== EXTRACTED MATERIAL

PR #2059, opened 2026-09-08
refactor(commit): separate core PCS and STARK capabilities

Nashtare:
`Pcs` requires STARK-specific operations even for callers that only commit, open, and verify polynomials. Split those capabilities into `UnivariateStarkPcs`, leaving a core PCS interface that a standalone implementation can satisfy without STARK stubs.

Use named opening requests and claims in place of nested input tuples, move commitment positions into STARK-owned `StarkOpeningLayout`, and pass the preprocessing request index explicitly to hiding PCS code. Migrate all five univariate backends and workspace callers. Public Rust APIs change; `commit/README.md` documents the migration. Proof serialization structures and transcript traversal are preserved.

Validation:

- 470 impacted tests passed, including existing serialized-proof compatibility coverage.
- New core-only PCS regression and hiding-FRI regression with preprocessing at request index zero.
- Workspace all-target check and warnings-denied Clippy passed; no-default-feature checks and strict impacted-crate docs passed.

### DIFF
--- a/batch-stark/src/common.rs
+++ b/batch-stark/src/common.rs
@@ -12,7 +12,7 @@ use alloc::vec::Vec;
 
 use p3_air::Air;
 use p3_air::symbolic::{AirLayout, SymbolicExpressionExt};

====

> [EXERCISE OBJECTIVE] Where a line of the data above includes the string "batch", pull it out.

> [WRITTEN SOLUTION]
--- a/batch-stark/src/common.rs
+++ b/batch-stark/src/common.rs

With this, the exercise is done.